• Task description
Answer with the exact lines of the following material from the one containing "(diff shortened: 1 of 4 files shown)" through the one containing "Addressed review feedback", both end lines included.

• Records for the exercise
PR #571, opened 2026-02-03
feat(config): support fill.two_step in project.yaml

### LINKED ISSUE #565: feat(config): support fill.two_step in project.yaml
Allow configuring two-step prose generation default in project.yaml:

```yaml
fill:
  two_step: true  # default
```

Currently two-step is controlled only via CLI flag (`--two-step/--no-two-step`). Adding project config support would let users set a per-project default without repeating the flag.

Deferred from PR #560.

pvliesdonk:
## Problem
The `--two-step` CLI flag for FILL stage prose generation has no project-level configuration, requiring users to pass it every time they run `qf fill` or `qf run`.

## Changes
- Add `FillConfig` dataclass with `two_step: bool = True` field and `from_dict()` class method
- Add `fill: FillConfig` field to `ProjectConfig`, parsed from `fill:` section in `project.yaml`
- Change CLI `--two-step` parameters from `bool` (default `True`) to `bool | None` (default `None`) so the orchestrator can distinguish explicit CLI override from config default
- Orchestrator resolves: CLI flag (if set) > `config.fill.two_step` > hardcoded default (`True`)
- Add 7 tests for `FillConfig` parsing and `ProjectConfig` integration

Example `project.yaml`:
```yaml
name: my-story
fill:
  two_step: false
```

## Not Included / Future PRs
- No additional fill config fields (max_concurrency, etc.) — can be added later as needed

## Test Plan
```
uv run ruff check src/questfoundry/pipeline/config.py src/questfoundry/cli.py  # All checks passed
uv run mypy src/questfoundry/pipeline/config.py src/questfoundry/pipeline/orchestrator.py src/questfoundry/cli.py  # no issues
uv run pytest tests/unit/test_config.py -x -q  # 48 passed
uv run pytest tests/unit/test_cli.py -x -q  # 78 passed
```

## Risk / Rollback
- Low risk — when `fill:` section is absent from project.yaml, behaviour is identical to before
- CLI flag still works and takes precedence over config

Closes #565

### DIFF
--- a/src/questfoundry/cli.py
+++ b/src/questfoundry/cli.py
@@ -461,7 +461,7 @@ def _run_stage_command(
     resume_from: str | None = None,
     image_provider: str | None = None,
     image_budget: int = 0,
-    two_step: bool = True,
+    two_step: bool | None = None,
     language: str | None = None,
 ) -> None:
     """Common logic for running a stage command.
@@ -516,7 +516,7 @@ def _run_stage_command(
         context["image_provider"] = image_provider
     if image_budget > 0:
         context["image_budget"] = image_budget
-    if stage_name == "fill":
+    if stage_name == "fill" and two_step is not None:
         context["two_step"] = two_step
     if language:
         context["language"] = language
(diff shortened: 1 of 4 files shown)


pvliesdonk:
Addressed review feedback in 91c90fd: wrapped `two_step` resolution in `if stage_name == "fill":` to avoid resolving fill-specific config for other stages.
==
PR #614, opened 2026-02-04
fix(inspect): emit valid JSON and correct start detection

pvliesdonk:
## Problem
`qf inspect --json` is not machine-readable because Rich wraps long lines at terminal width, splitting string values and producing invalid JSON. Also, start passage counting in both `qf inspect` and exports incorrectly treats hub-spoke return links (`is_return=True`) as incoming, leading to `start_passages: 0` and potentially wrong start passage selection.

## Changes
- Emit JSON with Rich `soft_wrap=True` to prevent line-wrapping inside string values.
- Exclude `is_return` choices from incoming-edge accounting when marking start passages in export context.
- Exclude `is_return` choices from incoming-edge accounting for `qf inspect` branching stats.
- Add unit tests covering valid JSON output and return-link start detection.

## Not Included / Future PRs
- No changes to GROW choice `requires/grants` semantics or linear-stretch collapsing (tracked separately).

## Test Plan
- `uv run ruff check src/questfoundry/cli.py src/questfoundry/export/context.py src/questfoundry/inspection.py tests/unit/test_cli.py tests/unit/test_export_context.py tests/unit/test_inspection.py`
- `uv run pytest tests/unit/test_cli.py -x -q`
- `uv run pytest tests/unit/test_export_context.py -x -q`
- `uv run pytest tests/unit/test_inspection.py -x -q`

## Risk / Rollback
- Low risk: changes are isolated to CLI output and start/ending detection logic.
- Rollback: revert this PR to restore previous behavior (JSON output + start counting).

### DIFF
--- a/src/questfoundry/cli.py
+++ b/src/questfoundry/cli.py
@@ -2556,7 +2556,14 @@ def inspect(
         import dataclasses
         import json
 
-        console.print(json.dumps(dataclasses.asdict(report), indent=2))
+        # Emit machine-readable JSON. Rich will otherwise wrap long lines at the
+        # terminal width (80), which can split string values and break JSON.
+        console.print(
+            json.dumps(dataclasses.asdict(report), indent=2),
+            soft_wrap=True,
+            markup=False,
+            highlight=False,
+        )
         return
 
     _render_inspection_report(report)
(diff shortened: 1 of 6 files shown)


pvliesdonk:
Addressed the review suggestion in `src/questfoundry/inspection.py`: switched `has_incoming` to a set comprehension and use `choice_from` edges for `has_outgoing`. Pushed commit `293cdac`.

• Written reply
(diff shortened: 1 of 4 files shown)


pvliesdonk:
Addressed review feedback in 91c90fd: wrapped `two_step` resolution in `if stage_name == "fill":` to avoid resolving fill-specific config for other stages.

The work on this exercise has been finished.